**Data for processing:**
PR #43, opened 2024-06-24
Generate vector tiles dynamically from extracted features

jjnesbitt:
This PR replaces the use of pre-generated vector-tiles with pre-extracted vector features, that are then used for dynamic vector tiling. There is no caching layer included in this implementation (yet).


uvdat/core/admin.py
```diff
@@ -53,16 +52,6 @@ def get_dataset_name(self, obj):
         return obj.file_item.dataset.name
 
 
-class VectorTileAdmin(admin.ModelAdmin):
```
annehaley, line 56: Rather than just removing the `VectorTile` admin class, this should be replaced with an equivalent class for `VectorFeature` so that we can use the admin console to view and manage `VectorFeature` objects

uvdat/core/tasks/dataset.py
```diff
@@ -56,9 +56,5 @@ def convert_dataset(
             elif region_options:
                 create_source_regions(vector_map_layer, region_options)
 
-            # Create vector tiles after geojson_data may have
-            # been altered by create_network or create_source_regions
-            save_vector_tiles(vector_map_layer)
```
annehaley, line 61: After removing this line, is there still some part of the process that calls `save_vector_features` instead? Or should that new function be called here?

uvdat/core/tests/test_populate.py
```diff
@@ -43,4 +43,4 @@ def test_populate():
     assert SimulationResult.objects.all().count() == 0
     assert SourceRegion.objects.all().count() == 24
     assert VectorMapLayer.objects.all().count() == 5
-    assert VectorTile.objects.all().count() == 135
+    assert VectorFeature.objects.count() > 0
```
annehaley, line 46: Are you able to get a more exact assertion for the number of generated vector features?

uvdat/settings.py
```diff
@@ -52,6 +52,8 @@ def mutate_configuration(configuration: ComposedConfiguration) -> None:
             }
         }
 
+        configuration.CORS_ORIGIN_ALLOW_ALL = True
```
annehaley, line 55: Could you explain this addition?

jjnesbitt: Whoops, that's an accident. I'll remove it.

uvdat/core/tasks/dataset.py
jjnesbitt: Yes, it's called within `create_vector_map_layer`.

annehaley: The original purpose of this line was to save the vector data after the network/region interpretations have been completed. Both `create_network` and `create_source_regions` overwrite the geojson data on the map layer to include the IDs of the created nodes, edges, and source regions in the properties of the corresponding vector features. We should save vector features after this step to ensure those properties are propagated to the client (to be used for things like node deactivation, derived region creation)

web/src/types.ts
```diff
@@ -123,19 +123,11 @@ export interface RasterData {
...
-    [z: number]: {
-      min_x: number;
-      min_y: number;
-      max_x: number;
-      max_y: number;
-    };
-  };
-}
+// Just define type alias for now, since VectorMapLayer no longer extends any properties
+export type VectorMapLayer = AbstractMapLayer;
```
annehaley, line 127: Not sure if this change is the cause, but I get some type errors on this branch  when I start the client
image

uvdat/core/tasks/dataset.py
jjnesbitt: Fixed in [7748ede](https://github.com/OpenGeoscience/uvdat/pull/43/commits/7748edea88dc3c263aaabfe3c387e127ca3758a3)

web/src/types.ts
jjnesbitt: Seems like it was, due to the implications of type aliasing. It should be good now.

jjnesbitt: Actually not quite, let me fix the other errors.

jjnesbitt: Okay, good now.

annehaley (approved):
==
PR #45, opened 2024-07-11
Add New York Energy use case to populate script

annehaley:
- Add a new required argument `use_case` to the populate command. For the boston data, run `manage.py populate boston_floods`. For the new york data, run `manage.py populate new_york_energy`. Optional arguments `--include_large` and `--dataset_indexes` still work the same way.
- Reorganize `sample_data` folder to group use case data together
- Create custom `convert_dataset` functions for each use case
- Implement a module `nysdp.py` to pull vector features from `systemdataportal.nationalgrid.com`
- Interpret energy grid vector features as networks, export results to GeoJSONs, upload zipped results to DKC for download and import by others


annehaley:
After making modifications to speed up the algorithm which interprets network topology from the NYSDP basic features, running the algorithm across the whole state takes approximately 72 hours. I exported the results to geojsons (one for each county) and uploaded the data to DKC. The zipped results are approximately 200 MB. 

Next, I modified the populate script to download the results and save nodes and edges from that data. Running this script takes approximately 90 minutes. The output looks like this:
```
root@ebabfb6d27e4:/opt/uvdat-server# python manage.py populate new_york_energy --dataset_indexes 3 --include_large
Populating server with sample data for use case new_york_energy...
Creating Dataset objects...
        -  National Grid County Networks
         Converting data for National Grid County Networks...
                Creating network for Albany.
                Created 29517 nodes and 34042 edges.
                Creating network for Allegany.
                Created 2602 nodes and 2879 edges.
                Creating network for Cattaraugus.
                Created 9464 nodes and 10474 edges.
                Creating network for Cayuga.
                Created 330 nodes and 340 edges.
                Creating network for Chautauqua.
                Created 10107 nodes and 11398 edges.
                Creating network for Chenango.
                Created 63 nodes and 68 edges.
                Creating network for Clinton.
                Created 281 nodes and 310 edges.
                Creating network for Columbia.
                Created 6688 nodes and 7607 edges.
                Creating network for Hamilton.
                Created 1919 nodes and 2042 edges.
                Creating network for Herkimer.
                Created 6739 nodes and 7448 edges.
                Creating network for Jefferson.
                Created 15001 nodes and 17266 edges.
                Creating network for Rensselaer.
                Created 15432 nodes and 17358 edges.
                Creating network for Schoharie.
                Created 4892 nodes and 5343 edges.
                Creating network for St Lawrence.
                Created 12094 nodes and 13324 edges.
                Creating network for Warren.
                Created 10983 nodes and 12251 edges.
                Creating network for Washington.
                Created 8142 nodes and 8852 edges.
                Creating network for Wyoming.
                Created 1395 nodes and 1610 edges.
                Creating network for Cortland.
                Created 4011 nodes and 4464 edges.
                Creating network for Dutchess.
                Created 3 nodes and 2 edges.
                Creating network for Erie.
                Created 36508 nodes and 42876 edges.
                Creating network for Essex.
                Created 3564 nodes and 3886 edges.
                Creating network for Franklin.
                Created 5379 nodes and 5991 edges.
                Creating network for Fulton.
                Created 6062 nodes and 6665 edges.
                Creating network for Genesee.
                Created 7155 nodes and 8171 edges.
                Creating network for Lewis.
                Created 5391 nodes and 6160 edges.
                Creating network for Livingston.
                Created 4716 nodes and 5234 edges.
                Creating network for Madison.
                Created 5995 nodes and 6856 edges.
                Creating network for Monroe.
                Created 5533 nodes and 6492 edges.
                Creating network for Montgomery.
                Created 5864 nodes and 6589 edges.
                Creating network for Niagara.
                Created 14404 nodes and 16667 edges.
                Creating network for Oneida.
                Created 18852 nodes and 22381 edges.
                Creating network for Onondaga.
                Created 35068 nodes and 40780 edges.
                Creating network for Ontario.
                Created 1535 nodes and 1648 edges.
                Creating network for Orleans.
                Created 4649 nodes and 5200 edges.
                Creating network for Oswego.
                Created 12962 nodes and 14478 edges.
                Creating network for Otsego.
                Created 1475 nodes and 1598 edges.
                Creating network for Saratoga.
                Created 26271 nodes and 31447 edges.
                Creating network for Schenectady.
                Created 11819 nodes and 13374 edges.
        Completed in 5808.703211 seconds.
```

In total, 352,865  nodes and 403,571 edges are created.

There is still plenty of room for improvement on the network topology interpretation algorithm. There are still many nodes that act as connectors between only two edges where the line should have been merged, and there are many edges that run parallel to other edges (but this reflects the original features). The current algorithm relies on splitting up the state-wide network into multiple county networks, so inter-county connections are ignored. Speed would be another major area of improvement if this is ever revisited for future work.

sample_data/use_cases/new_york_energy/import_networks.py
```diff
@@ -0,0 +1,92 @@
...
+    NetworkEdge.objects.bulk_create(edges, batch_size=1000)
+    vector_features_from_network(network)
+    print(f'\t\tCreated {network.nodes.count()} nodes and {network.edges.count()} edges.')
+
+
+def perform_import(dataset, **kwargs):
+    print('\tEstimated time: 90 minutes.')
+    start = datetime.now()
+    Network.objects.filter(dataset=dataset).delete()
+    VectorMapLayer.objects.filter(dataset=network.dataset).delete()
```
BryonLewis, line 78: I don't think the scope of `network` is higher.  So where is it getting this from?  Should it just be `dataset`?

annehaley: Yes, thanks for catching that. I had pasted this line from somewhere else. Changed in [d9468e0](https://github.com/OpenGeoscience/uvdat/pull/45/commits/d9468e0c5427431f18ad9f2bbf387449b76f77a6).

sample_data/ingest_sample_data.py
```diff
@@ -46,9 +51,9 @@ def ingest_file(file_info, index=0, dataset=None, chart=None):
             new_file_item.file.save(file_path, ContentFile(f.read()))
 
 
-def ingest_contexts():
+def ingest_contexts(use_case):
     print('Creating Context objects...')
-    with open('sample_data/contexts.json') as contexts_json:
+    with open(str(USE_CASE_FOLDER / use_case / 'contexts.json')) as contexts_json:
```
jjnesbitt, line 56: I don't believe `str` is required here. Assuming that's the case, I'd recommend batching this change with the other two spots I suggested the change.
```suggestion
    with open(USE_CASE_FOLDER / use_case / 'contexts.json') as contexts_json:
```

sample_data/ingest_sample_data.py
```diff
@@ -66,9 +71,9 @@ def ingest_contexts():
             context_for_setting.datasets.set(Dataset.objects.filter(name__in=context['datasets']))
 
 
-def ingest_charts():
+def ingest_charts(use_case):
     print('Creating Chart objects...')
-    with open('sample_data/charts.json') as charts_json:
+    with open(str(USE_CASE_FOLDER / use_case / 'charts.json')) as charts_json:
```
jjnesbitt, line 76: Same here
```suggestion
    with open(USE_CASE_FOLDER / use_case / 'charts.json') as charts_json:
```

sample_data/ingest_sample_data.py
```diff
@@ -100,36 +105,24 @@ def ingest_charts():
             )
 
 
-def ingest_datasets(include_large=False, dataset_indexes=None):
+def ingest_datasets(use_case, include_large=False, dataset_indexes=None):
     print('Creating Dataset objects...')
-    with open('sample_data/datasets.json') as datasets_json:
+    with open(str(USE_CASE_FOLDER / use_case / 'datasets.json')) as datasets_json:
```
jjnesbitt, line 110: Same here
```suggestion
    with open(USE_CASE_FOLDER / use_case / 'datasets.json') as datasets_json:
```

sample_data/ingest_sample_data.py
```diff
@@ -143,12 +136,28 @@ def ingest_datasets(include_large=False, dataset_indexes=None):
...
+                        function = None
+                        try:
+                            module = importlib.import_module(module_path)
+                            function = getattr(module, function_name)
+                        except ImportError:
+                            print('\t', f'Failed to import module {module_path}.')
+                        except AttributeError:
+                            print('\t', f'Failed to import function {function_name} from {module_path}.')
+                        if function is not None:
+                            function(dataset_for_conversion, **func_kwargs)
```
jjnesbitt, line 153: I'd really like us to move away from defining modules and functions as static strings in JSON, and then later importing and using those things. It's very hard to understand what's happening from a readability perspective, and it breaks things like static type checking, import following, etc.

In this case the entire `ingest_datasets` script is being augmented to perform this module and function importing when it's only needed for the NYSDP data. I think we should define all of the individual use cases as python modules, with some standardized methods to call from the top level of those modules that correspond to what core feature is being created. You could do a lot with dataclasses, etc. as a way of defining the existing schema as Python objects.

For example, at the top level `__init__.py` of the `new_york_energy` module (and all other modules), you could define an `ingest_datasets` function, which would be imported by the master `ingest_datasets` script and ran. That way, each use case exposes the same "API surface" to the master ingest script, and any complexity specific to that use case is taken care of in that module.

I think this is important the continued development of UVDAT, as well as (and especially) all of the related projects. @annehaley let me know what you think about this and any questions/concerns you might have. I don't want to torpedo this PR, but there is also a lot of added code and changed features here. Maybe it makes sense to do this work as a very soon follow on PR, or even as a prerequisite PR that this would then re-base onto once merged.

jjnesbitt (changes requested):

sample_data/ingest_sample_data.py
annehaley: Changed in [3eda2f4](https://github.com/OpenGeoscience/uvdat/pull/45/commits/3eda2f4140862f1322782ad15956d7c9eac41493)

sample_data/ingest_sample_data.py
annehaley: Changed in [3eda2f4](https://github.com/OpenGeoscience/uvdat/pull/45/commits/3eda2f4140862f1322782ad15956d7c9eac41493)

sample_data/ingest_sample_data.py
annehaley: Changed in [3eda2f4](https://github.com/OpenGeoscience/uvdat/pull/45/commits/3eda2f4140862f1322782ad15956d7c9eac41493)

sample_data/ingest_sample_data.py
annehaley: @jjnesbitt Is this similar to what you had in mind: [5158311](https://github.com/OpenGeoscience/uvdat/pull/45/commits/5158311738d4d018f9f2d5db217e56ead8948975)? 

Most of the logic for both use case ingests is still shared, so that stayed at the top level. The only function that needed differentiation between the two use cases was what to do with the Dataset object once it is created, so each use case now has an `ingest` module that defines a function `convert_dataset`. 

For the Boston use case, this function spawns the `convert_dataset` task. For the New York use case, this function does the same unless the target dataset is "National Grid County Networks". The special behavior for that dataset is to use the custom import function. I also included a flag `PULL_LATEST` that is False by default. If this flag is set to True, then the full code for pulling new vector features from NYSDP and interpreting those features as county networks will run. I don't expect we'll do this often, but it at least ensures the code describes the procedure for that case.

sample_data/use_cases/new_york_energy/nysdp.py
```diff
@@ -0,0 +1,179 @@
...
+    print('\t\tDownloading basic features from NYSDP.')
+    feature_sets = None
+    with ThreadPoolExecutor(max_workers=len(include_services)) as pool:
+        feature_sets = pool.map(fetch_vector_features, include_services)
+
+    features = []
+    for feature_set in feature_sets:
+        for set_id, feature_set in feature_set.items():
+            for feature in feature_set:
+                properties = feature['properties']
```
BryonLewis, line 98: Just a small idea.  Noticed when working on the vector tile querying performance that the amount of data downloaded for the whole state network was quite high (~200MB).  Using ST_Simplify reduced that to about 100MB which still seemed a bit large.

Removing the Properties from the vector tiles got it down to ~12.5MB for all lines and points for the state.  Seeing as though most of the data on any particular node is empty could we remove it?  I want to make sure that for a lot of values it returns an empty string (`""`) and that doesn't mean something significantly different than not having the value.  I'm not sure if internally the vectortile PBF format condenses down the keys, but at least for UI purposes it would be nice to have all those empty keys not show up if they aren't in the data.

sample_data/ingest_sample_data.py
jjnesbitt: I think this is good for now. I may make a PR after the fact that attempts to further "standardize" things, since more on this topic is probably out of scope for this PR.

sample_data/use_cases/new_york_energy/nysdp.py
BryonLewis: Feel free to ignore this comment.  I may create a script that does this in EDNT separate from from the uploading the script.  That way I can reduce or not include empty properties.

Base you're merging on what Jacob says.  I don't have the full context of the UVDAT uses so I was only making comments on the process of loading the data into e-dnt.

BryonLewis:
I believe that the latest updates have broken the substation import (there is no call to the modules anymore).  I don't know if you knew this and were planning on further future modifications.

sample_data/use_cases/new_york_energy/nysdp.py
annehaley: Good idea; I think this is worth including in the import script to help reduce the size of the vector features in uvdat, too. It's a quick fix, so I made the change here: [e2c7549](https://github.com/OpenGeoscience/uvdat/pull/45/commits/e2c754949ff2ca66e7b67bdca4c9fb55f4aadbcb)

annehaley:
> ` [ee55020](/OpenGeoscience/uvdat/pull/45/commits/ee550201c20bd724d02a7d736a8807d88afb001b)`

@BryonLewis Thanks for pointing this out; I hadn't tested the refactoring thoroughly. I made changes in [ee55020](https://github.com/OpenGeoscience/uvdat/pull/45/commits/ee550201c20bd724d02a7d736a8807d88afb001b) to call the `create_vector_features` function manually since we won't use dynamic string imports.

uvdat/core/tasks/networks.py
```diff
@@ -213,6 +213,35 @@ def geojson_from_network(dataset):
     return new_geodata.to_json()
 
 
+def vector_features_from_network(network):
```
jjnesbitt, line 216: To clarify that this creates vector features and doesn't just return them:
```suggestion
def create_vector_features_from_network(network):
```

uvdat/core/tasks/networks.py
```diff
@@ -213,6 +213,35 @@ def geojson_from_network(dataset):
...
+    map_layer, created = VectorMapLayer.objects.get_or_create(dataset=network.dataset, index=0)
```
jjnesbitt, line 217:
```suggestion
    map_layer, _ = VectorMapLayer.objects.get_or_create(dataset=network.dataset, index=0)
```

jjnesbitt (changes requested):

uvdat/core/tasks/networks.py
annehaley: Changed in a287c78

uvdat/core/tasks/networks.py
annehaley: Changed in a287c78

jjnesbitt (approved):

**Work required:** Looking at the records above, work out how many lines contain "further". Give the number only.

**Answer for the task:** 2